Caveats worth knowing before pulling the trigger:

  - Manufacturer warranty on related modules may be affected.
  - Some 2024+ vehicles have moved toward distributed gateway
    function across multiple modules; a single-point bypass
    doesn't fully work on those.
  - You're reintroducing the attack surface the SGW exists to
    mitigate. For a daily driver with active cellular telematics
    that's a real (if small) concern — the original Cherokee
    attack vector is now public and well-documented.
  - Some insurance policies have clauses around aftermarket
    modifications. Read yours before, not after.
  - If the vehicle gets stolen or involved in an incident, a
    bypass is exactly the sort of thing a forensics report will
    flag.

[ Practical guidance ]

How to decide which path makes sense for your use case:

  Just reading codes occasionally
  -------------------------------
  Any OBD-II scanner works. No SGW issue. A $20 ELM327 and a
  free phone app is sufficient. Don't overthink it.

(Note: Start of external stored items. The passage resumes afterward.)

PR #1328, opened 2019-11-14
Add new smart input UI component

ip1981:
It parses input and stores the result of successful parsing or displays an error in a tooltip.

Currently parsing is performed instantly on any change of input. Probably this behavior can be improved, but we'll need more actual use cases.

Also showing the exact position of an error is tricky. Some options are: "contenteditable" elements with richtext capabilities, shown an excerpt in the tooltip itself. 

Example:
sample

This is what I used for testing the example:

```diff
diff --git a/iml-wasm-components/iml-fs/src/fs_page.rs b/iml-wasm-components/iml-fs/src/fs_page.rs
index 0ac8e9140..4aefe9442 100644
--- a/iml-wasm-components/iml-fs/src/fs_page.rs
+++ b/iml-wasm-components/iml-fs/src/fs_page.rs
@@ -11,11 +11,13 @@ use iml_environment::ui_root;
 use iml_lock_indicator::{lock_indicator, LockIndicatorState};
 use iml_utils::{Locks, WatchState};
 use iml_wire_types::{Alert, Filesystem, Target, TargetConfParam, ToCompositeId};
-use seed::{a, attrs, class, div, h1, h4, i, prelude::*, table, tbody, td, th, thead, tr};
+use seed::{a, attrs, class, div, h1, h4, i, li, ol, prelude::*, table, tbody, td, th, thead, tr};
 use std::collections::{HashMap, HashSet};
 use wasm_bindgen::JsValue;
 use web_sys::Element;
 
+use std::collections::BTreeSet;
+
 cfg_if! {
     if #[cfg(feature = "console_log")] {
         fn init_log() {
@@ -46,6 +48,7 @@ struct Model {
     pub rows: Rows,
     pub targets: HashMap<u32, Target<TargetConfParam>>,
     pub locks: Locks,
+    pub input: iml_input::Model<BTreeSet<String>>,
 }
 
 #[derive(Debug, Clone, serde::Serialize, serde::Deserialize)]
@@ -80,10 +83,14 @@ enum Msg {
     Alerts(Vec<Alert>),
     SetLocks(Locks),
     ActionDropdown(dad::IdMsg<Filesystem>),
+    Input(iml_input::Msg),
 }
 
 fn update(msg: Msg, model: &mut Model, orders: &mut impl Orders<Msg>) {
     match msg {
+        Msg::Input(i) => {
+            iml_input::update::<BTreeSet<String>>(i, &mut model.input, hostlist_parser::parse);
+        }
         Msg::Destroy => {
             model.destroyed = true;
 
@@ -276,6 +283,16 @@ fn view(model: &Model) -> Node<Msg> {
         if model.has_fs() {
             div![
                 h4![class!["section-header"], "File Systems"],
+                iml_input::view(&model.input).map_message(Msg::Input),
+                if let Ok(l) = &model.input.value {
+                    let mut ol = ol![];
+                    for e in l {
+                        ol.add_child(li![e]);
+                    }
+                    ol
+                } else {
+                    seed::empty![]
+                },
                 table![
                     class!["table"],
                     thead![tr![
```

Closes https://github.com/whamcloud/integrated-manager-for-lustre/issues/1309.


iml-wasm-components/iml-input/src/lib.rs
```diff
@@ -0,0 +1,123 @@
+#[macro_use]
```
johnsonw: Shouldn't need this: https://doc.rust-lang.org/edition-guide/rust-2018/macros/macro-changes.html

iml-wasm-components/iml-input/src/lib.rs
```diff
@@ -0,0 +1,123 @@
...
+                    format!("{}", t)
+                }
+            }
+            Info::Static(s) => String::from(*s),
+            Info::Owned(s) => String::from(s),
+            Info::Range(r) => String::from(*r),
+        }
+    }
+
+    for x in &err.errors {
```
johnsonw: Looping like this works fine. As an alternative, you can eliminate the mutable variables `un` and `ex` above by folding:
```
let (un, ex) = &err
        .errors
        .iter()
        .fold((vec![], vec![]), |(mut un, mut ex), x| match x {
            Error::Unexpected(i) => {
                un.push(format_info(&i));
                (un, ex)
            }
            Error::Expected(i) => {
                ex.push(format_info(&i));
                (un, ex)
            }
            _ => (un, ex),
        });
```

ip1981: Yeah, but it looks less readable :)

johnsonw: To be clear, i'm ok with the for loop. I shared the fold as an alternative because it reduces mutable state within the scope. Personally I find the fold a bit easier to reason about because I don't have to think about the possibility of `un` and `ex` changing within the scope of the function since they are immutable.

iml-wasm-components/iml-input/src/lib.rs
```diff
@@ -0,0 +1,123 @@
+#[macro_use]
+extern crate seed;
+
+extern crate combine;
+
+use combine::stream::easy::Error;
+use combine::stream::easy::Errors;
+use combine::stream::easy::Info;
+use seed::prelude::*;
```
johnsonw:
```suggestion
use seed::{div, input, prelude::*};
```

iml-wasm-components/iml-input/src/lib.rs
```diff
@@ -0,0 +1,121 @@
+extern crate seed;
+
+extern crate combine;
+
+use combine::stream::easy::Error;
+use combine::stream::easy::Errors;
+use combine::stream::easy::Info;
```
ip1981: Maybe squash them too?

ip1981:
Wow, I can simply write `iml_input::update(i, &mut model.input, hostlist_parser::parse);` and the compiler will understand.

iml-wasm-components/iml-input/src/lib.rs
```diff
@@ -0,0 +1,118 @@
+extern crate combine;
+extern crate seed;
```
jgrund: extern crate is not needed.

```suggestion
```

iml-wasm-components/iml-input/src/lib.rs
```diff
@@ -0,0 +1,118 @@
+extern crate combine;
```
jgrund: extern crate is not needed.

```suggestion
```

iml-wasm-components/iml-input/src/lib.rs
```diff
@@ -0,0 +1,118 @@
...
+
+pub struct Model<T> {
+    pub value: Result<T, String>,
+    pub tooltip: iml_tooltip::Model,
+}
+
+impl<T> Default for Model<T> {
+    fn default() -> Self {
+        Self {
+            value: Err(String::new()),
```
jgrund: Do we want the default state to be an empty error?

iml-wasm-components/iml-input/src/lib.rs
```diff
@@ -0,0 +1,118 @@
...
+                }
+            }
+            Info::Static(s) => String::from(*s),
+            Info::Owned(s) => String::from(s),
+            Info::Range(r) => String::from(*r),
+        }
+    }
+
+    for x in &err.errors {
+        match x {
```
jgrund: This is not totally covering the error types. Do we want to do something with those?

iml-wasm-components/iml-input/src/lib.rs
```diff
@@ -0,0 +1,118 @@
...
+
+pub fn update<T>(msg: Msg, m: &mut Model<T>, parse: ParserFn<T>) {
+    match msg {
+        Msg::FlipTooltip => {
+            m.tooltip.placement = match m.tooltip.placement {
+                TooltipPlacement::Bottom => TooltipPlacement::Top,
+                _ => TooltipPlacement::Bottom,
+            }
+        }
+        Msg::InputChanged(txt) => match parse(&txt) {
```
jgrund: nit, could also be:

`m.value = parse(&txt).map_err(|e| format_err(&e));`

Since the Ok branch is a noop.

iml-wasm-components/iml-input/src/lib.rs
```diff
@@ -0,0 +1,118 @@
...
+                m.value = Err(format_err(&e));
+            }
+        },
+    }
+}
+
+pub fn view<T>(m: &Model<T>) -> Node<Msg> {
+    let mut input = input![];
+    input.add_listener(input_ev(Ev::Input, Msg::InputChanged));
+    input.add_class("form-control");
```
jgrund: nit, we should prefer the macro style for building the view when we can use it.

This can be:

```rust
let input = input![
        class!["form-control"],
        input_ev(Ev::Input, Msg::InputChanged)
    ];
```

iml-wasm-components/iml-input/src/lib.rs
```diff
@@ -0,0 +1,118 @@
...
+
+    let mut group = div![input];
+    group.add_class("input-group");
```
jgrund: Same as above, this can be:

```rust
div![
input,
class!["input-group"]
];
```

iml-wasm-components/iml-input/src/lib.rs
ip1981: The other two is a "generic" message and "other, but Combine [never generates them](https://docs.rs/combine/4.0.0-beta.1/combine/stream/easy/struct.Errors.html), and their use is not clear to decide how to show them.

iml-wasm-components/iml-input/src/lib.rs
ip1981: I think it could be the default of underlying type.

jgrund: I suppose this means the component starts in the Error state?

ip1981: Anyway, `Ok` does not seem right, because it is not ok - we don't know yet the result. So `Err` looks the best. Then, I don't want to show  a user an error tooltip while they hasn't typed anything yet. So empty string indicates no user error, but still invalid state of input. I guess I can user `Option` instead.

  Occasional clear / bi-directional work on your own vehicle
  ----------------------------------------------------------
  Cheapest path is a low-end certified tool (Topdon TopScan,
  base Launch model) plus the $50/year AutoAuth subscription.
  Internet required at the time of use, so a phone hotspot
  works if you're in a driveway.

  Frequent professional / shop use
  --------------------------------
  Full-tier scan tool (Autel MaxiSYS, Launch X431 Pro, Snap-on
  Modis Edge / Zeus, etc.) plus AutoAuth shop subscription.
  This is standard shop equipment for any indie that touches
  FCA vehicles regularly post-2018.

  Heavy modification work / no reliable internet at the bay
  ---------------------------------------------------------
  Physical bypass harness makes more sense — no per-session
  auth, no recurring subscription, no internet dependency.
  Trade-off is everything in the caveats list above.

  OEM-level work (key programming, full coding, flashing)
  -------------------------------------------------------
  wiTECH 2 with a dealer-level subscription. AutoAuth doesn't
  cover the full surface. This is the path most independent
  locksmiths and tuners end up on if they specialize in FCA.

For research work specifically — sniffing, learning the bus layout, reverse-engineering message IDs — the SGW is largely irrelevant because direct CAN access via the behind-the-glovebox 13-way connectors (see DIY OBD-II cable writeup) bypasses it entirely. The SGW only gates traffic that arrives via the OBD-II port or the Uconnect head unit; internal taps don't cross that boundary.